Source records:
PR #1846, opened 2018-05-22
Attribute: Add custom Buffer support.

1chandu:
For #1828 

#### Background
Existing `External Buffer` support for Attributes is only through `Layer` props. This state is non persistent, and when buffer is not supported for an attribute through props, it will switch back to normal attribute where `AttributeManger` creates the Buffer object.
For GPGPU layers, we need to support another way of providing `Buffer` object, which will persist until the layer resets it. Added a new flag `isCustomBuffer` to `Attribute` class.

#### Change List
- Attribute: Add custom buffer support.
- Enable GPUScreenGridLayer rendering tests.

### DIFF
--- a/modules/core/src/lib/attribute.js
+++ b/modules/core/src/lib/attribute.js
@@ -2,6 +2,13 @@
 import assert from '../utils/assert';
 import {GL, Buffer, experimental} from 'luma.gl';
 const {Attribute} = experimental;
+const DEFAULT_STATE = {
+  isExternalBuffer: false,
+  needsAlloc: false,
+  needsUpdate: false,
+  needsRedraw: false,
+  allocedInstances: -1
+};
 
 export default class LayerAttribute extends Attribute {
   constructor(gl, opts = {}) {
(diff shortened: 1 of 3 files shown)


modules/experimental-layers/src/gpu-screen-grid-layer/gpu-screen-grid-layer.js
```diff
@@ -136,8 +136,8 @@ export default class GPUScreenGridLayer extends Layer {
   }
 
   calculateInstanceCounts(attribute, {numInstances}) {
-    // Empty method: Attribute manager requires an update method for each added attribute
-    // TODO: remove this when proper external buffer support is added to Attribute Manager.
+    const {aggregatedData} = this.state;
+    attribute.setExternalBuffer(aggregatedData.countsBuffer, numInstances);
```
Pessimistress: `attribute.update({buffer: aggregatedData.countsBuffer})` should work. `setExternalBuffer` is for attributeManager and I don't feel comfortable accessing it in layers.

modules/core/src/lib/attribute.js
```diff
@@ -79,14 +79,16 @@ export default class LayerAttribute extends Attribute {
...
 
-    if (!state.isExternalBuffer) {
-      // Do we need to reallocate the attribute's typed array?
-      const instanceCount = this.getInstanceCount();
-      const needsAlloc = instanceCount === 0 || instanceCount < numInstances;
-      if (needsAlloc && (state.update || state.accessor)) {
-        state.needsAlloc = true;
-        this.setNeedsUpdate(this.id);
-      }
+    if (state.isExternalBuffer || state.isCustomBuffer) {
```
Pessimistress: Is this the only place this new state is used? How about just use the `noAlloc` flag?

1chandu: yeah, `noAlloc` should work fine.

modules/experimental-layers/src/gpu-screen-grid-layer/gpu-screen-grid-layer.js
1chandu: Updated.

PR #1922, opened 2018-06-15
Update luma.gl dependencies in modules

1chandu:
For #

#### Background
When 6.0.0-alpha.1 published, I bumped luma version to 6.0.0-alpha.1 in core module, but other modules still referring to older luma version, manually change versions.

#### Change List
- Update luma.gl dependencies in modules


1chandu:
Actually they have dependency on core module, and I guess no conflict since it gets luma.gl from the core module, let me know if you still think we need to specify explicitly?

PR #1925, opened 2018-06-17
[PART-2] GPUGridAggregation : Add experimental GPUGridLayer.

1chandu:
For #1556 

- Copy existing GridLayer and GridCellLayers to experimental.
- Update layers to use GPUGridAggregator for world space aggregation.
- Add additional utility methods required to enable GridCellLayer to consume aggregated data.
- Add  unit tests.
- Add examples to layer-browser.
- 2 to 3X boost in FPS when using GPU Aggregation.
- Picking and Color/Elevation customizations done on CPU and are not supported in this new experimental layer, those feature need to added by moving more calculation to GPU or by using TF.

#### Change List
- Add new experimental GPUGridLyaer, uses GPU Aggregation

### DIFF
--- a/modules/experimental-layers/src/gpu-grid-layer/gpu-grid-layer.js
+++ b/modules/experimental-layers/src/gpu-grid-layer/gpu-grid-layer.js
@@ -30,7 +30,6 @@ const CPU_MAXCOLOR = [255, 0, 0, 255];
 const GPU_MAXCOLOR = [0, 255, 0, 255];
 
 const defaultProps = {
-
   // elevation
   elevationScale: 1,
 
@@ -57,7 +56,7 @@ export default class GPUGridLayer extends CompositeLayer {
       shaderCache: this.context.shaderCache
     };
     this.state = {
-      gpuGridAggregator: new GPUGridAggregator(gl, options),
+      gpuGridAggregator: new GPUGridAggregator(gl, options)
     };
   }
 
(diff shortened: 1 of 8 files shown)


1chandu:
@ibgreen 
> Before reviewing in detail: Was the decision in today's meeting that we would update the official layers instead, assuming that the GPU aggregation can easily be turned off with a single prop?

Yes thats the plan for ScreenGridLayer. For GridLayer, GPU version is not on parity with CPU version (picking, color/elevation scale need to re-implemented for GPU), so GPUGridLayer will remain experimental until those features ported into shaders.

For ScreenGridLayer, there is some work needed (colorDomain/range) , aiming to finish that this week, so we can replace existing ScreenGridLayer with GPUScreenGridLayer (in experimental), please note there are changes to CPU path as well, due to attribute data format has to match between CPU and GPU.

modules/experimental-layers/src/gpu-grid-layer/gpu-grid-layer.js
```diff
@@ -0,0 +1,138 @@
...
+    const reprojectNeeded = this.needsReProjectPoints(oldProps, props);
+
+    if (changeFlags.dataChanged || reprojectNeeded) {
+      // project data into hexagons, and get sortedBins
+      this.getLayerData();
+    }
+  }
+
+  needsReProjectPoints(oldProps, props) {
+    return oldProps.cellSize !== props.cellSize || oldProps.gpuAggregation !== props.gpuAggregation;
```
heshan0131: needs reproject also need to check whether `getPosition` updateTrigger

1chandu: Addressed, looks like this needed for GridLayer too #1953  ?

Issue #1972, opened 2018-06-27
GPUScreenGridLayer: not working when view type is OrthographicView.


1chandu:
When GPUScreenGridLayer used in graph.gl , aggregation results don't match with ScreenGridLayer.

# Task description
Copy out all lines above holding "GPUGridAggregator".

# Response area
- Update layers to use GPUGridAggregator for world space aggregation.
-      gpuGridAggregator: new GPUGridAggregator(gl, options),
+      gpuGridAggregator: new GPUGridAggregator(gl, options)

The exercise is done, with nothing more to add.